Uncertainty-Aware Trajectory Prediction: A Unified Framework Harnessing Positional and Semantic Uncertainties

Abstract

Trajectory prediction seeks to forecast the future motion of dynamic entities, such as vehicles and pedestrians, given a temporal horizon of historical movement data and environmental context. A central challenge in this domain is the inherent uncertainty in real-time maps, arising from two primary sources: (1) positional inaccuracies due to sensor limitations or environmental occlusions, and (2) semantic errors stemming from misinterpretations of scene context. To address these challenges, we propose a novel unified framework that jointly models positional and semantic uncertainties and explicitly integrates them into the trajectory prediction pipeline. Our approach employs a dual-head architecture to independently estimate semantic and positional predictions in a dual-pass manner, deriving prediction variances as uncertainty indicators in an end-to-end fashion. These uncertainties are subsequently fused with the semantic and positional predictions to enhance the robustness of trajectory forecasts. We evaluate our uncertainty-aware framework on the nuScenes real-world driving dataset, conducting extensive experiments across four map estimation methods and two trajectory prediction baselines. Results verify that our method (1) effectively quantifies map uncertainties through both positional and semantic dimensions, and (2) consistently improves the performance of existing trajectory prediction models across multiple metrics, including minimum Average Displacement Error (minADE), minimum Final Displacement Error (minFDE), and Miss Rate (MR). Code will available at https://github.com/JT-Sun/UATP.

Figures (7)

• Figure 1: Motivation. The $6$ images on the left are captured by $6$ different cameras on the vehicle. The map estimation remains challenging from RGB images, and thus inevitably contains noise, accumulating the error in the trajectory prediction. Comparing the ground-truth HD map (a) and the predicted map in (b), we can see that the error usually occurs in uncertain areas. Therefore, in this work, we intend to leverage two types of uncertainty, i.e., positional uncertainty and semantic uncertainty, to indicate the map errors, mitigating the negative impacts. (c) shows the positional uncertainty for three categories shown in three colors: green for boundary, blue for pedestrian crossing, orange for divider, and red for the ego car. The greater the positional uncertainty of the three categories, the larger the ellipse centered on the map element. (d) shows the semantic uncertainty of our constructed high-definition map, where the purple error band indicates the likelihood of an area being misclassified as another category.

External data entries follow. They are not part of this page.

PR #1767, opened 2019-08-05
LED_Osram_LxP47F reverse mount LED

openelectron:
Its been a while since I did a footprint but I have checked the KLC and I think this is ok.
Not sure how to do the thermal copper pads, so i used two overlapping pads, one with no resist layer.

datasheet:
https://dammedia.osram.info/media/resource/hires/osram-dam-5910133/LR%20P47F_EN.pdf

image

---


openelectron:
The rules check fail because the silkscreen crosses the thermal pad, which is covered in resist and therefore not exposed.  KLC says a silk width of 0.1 is allowed on compact designs. 

I will await comments before I change anything.
Thanks.

cp-aquila:
Hi openelectron,

Thanks for your contribution.
It seems like the linked datasheet is redacted or missing parts. At least for me some Items are just grey boxes. I can't find the actual landing-pattern in the osram pdf.
I did find a pdf which does render correct for me: https://www.mouser.com/datasheet/2/311/LR%20P47F%20-%20PointLED-318874.pdf
I checked your FP against that .pdf, page12, top drawing.

Here are my thoughts
1. Naming: Why "LxP47F" instead of "LR_P47F"?
2. Pad1 and Pad2 y-locations are 0.35mm, but should be 0.7/2 + 0.025
3. The big part of the body is 1.2 but should be 1.25
4. The two arcs of the body in F.Fab radius should be 1.9mm/2, but their radius is 1mm. I personally think that is okay, its pretty hard to get the arcs correct for a fractional radius. You can do it with a little bit of trigonometry if you like :)
5. Thickness of the REF** could be 0.1mm 
6. A small part of F.Silk is below the part. But all silkscreen should be visible after assembly. How about this: 
grafik
7. Naming again: KLC F3.1 likes the orientation after the dimension. "LED_Osram_LxP47F_2.1mm_ReverseMount"
8. You can set the copper-layers of the 'small' pads to none, then there will be no overlapping copper.


Silkscreen-clearance to copper is always bigger than 0.1mm, so thats fine.
The Pin1 marker in F-Fab looks good.

openelectron:
@cp-aquila 

- I named it like that as the R is the colour of the led.

- Changed datasheet, The one I had from Farnell is a bit clearer, I tried to link to the MFR site instead of a vendor but, as you found that datasheet is broken.

- If the radius on F.Fab is acceptable, I'll leave it.!

- All other suggestions are incorporated.

CI still fails as the silkscreen lint for pin 1, crosses the pad (although covered in solder resist, so I don't think this is a problem)

LED_SMD.pretty/LED_Osram_LxP47F_2.1mm_ReverseMount.kicad_mod
```diff
@@ -1,41 +1,38 @@
...
   (fp_line (start -1.7 0.3) (end -1.5 0.1) (layer F.Fab) (width 0.1))
   (fp_line (start -1.5 0.1) (end -1.3 0.1) (layer F.Fab) (width 0.1))
   (fp_line (start -1.7 0.3) (end -1.7 0.6) (layer F.Fab) (width 0.1))
   (fp_line (start -3.55 -1.5) (end 3.55 -1.5) (layer F.CrtYd) (width 0.05))
   (fp_line (start 3.55 -1.5) (end 3.55 1.5) (layer F.CrtYd) (width 0.05))
   (fp_line (start 3.55 1.5) (end -3.55 1.5) (layer F.CrtYd) (width 0.05))
   (fp_line (start -3.55 1.5) (end -3.55 -1.5) (layer F.CrtYd) (width 0.05))
-  (pad 2 smd rect (at 1.55 -0.35) (size 0.5 0.7) (layers F.Cu F.Paste F.Mask))
-  (pad 1 smd rect (at -1.55 0.35) (size 0.5 0.7) (layers F.Cu F.Paste F.Mask))
+  (pad 2 smd rect (at 1.55 -0.373) (size 0.5 0.7) (layers F.Paste F.Mask))
```
cp-aquila: should  be at "-0.375"

LED_SMD.pretty/LED_Osram_LxP47F_2.1mm_ReverseMount.kicad_mod
```diff
@@ -1,41 +1,38 @@
...
+    (effects (font (size 0.6 0.6) (thickness 0.1)))
   )
-  (fp_line (start -1.35 -0.2) (end -2 -0.2) (layer F.SilkS) (width 0.1))
-  (fp_line (start -2 -0.2) (end -2 0.8) (layer F.SilkS) (width 0.1))
-  (fp_line (start -2 0.8) (end -2 0.9) (layer F.SilkS) (width 0.1))
   (fp_line (start -2 0.9) (end -1.05 0.9) (layer F.SilkS) (width 0.1))
-  (fp_arc (start 0 0) (end 1.099999 -0.799999) (angle -135.5239235) (layer F.SilkS) (width 0.1))
-  (fp_arc (start 0 0) (end -1.05 0.9) (angle -130.9717287) (layer F.SilkS) (width 0.1))
+  (fp_arc (start 0 0) (end 1.099999 -0.799999) (angle -107.9452625) (layer F.SilkS) (width 0.1))
+  (fp_arc (start 0 0) (end -1.05 0.9) (angle -100.1092985) (layer F.SilkS) (width 0.1))
```
cp-aquila: Those two arcs don't look alike.

poeschlr:
pads without copper are not allowed to have a pin number.

openelectron:
@poeschlr 
Thanks, I have removed the pad numbers.

openelectron:
@cp-aquila 
The arcs should now match and are as you calculated.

• Figure 2: Overall pipeline. Firstly, given six images from the vehicle camera, we extract 2D features via a visual backbone and transform them into BEV features. Specifically, we harness the primary and auxiliary heads to predict two BEV features given different-level feature maps. Secondly, during the map estimation stage (bottom), we perform location regression and semantic regression on the features from both primary and auxiliary heads. The resulting primary and auxiliary map element vectors ($\boldsymbol{\mu}$ and $\boldsymbol{\mu'}$ ) are used to calculate KL divergence as positional uncertainty $\boldsymbol{\beta}$. Similarly, we obtain the semantic scores $\boldsymbol{c}$ and $\boldsymbol{c'}$ from the corresponding MLPs, and then we could derive the semantic uncertainty $\boldsymbol{\Delta c}$. Thirdly, we concatenate the high-definition map location information $\boldsymbol{\mu}$, the mean semantic score $\boldsymbol{\bar{c}}$, and their uncertainties $(\boldsymbol{\beta, \Delta c})$, as the input of the downstream model (GNN or Transformer Encoder) to facilitate the scene understanding for trajectory prediction.

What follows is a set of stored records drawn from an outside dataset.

PR #276, opened 2015-06-02
Update USPS rates API - Fix errors

trishume:
This fixes the issues introduced by the USPS WEBTOOLS upgrade on May 31. This patch has been tested to work in retrieving international rates from the US to Canada.

Unlike the earlier attempt in #272 this patch passes format validation by including all the required fields and *having them in the correct order*. Also note that the `AcceptanceDateTime` field does not accept any time with a positive timezone, this is worked around by always converting to UTC.

@Shopify/shipping 
cc @mleglise because he noted that Spree was affected
cc @eboswort because Casper is on the list of Spree users and he might have encountered this

### DIFF
--- a/lib/active_shipping/carriers/usps.rb
+++ b/lib/active_shipping/carriers/usps.rb
@@ -404,7 +404,7 @@ module ActiveShipping
                 xml.public_send(COMMERCIAL_FLAG_NAME.fetch(commercial_type), 'Y')
               end
               xml.OriginZip(origin.zip)
-              xml.AcceptanceDateTime(DateTime.now.iso8601)
+              xml.AcceptanceDateTime(Time.now.utc.iso8601)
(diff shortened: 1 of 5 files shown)


kmcphillips:
Looks good. 

Can you bump the version too?

trishume:
Done

mleglise:
Thank you @trishume 
Is there any change of getting this backported on top of v0.12.5? There are plenty of production apps out there that need this fix, but cannot yet upgrade to the latest active_shipping.

trishume:
@mleglise done! Thanks for the backport!

For other people's reference we coordinated via email and @mleglise backported the fix in this PR on top of active_shipping v0.12.5

It is now in the `v0.12.6-hotfix` branch of this repo, in a git tag, and deployed to Rubygems:
https://rubygems.org/gems/active_shipping/versions/0.12.6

• Figure 3: The left figure shows the effectiveness of our proposed method for estimating high-definition map positional uncertainty and semantic uncertainty in a normal road scenario in the test set. The right figure also shows the effectiveness of our proposed method for estimating high-definition map positional uncertainty and semantic uncertainty in test set scenarios involving curved roads and parking lots. Green denotes road boundaries, blue denotes pedestrian crossings, orange denotes lane dividers, purple indicates category semantic uncertainty, gray denotes lane centerlines, the red vehicle denotes the ego vehicle, and the gray vehicles denote other agents.

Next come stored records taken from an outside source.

PR #277, opened 2015-06-03
Handle service specific USPS rate errors more gracefully

trishume:
When USPS changed their API the error being bubbled up was very unhelpful and not properly an active_shipping error. The reason for this is that the code for handling errors in rate response was missing a matcher for a specific type of error that was specific to a service.

@RichardBlair @kmcphillips

### DIFF
--- a/lib/active_shipping/carriers/usps.rb
+++ b/lib/active_shipping/carriers/usps.rb
@@ -416,7 +416,7 @@ module ActiveShipping
 
       xml = Nokogiri.XML(response)
 
-      if error = xml.at('/Error')
+      if error = xml.at_xpath('/Error | //ServiceErrors/ServiceError')
         success = false
         message = error.at('Description').text
       else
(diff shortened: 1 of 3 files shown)


lib/active_shipping/carriers/usps.rb
```diff
@@ -416,7 +416,7 @@ def parse_rate_response(origin, destination, packages, response, options = {})
 
       xml = Nokogiri.XML(response)
 
-      if error = xml.at('/Error')
+      if error = xml.at_xpath('/Error | //ServiceErrors/ServiceError')
```
kmcphillips: :+1:

kmcphillips:
This is super great. Thank you.

lib/active_shipping/carriers/usps.rb
RichardBlair: #xpath

PR #248, opened 2015-03-17
USPS US to US rate requests must specify a container type

robfoster:
### Problem
When no container type is specified we set the container type to `<Container/>`. On large packages (packages with at least one dimension greater than 1 foot) the rate response comes back but is incorrect.

### Solution
Choose a container type when non is specified. 

### Notes
* A container type was being specified for international rate requests

@Shopify/shipping @wvanbergen

PR #280, opened 2015-06-05
Don't include container on small packages

### LINKED ISSUE #275: USPS - RECTANGULAR is an invalid container type for a REGULAR package and ALL service.
I'm getting the following error when trying to find_rates for USPS, any ideas?

     ActiveShipping::ResponseError:
       RECTANGULAR is an invalid container type for a REGULAR package and ALL service.

origin.to_s
=> "Lansing, MI, 48910 United States"
destination.to_s
=> "Tampa, FL, 33609 United States"
packages.to_s
=> "[#<ActiveShipping::Package:0x00000103f8ec98 @options={:units=>:imperial}, @dimensions=[#<Quantified::Length: 10 inches>, #<Quantified::Length: 10 inches>, #<Quantified::Length: 10 inches>], @weight_unit_system=:imperial, @dimensions_unit_system=:imperial, @weight=#<Quantified::Mass: 96.0 ounces>, @value=nil, @currency=nil, @cylinder=false, @gift=false, @oversized=false, @unpackaged=false, @inches=[10, 10, 10]>]"

trishume:
This PR fixes #275. According to the USPS documentation the container tag should not be included when the package isn't LARGE and it in fact gives an error. https://github.com/Shopify/active_shipping/pull/248 mistakenly added the container to every us to us rate request, causing them to fail.

This PR fixes a couple remote tests that failed because of this bug but nobody noticed because we don't have credentials in CI. 

I used credentials locally and ran the USPS remote tests, most are fixed, one still fails because of a different issue relating to packages with only a country (a rare case), I will fix that in a separate upcoming PR. I'll bump and release a new version after that PR.

@RichardBlair @kmcphillips cc @jnormore

### DIFF
--- a/lib/active_shipping/carriers/usps.rb
+++ b/lib/active_shipping/carriers/usps.rb
@@ -343,8 +343,11 @@ module ActiveShipping
               xml.ZipDestination(strip_zip(destination_zip))
               xml.Pounds(0)
               xml.Ounces("%0.1f" % [package.ounces, 1].max)
-              xml.Container(CONTAINERS[package.options[:container]] || (package.cylinder? ? 'NONRECTANGULAR' : 'RECTANGULAR'))
-              xml.Size(USPS.size_code_for(package))
+              size_code = USPS.size_code_for(package)
+              container = CONTAINERS[package.options[:container]]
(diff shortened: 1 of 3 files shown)


RichardBlair:
:shipit:

kmcphillips:
:+1:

• Figure 4: Top Left: At busy intersections with dense map elements, our proposed uncertainty information improves vehicle trajectory prediction. Top Right: When turning, the camera perspective often fails to capture all surrounding road conditions, potentially causing trajectory predictions to extend beyond the road boundaries. Bottom Left: In complex environments with numerous occlusions, both types of uncertainties in map prediction increase. Bottom Right: When lane information is unclear, the environment is open, and map estimation is poor, our uncertainty information helps maintain high accuracy in trajectory prediction despite incomplete map input.
• Figure 5: Map visualization of our uncertainty method in the Argoversev2 sensor dataset. In the figure, green represents road boundaries, blue represents pedestrian crossings, orange represents lane dividers, purple indicates category semantic uncertainty, red vehicle denotes the ego vehicle.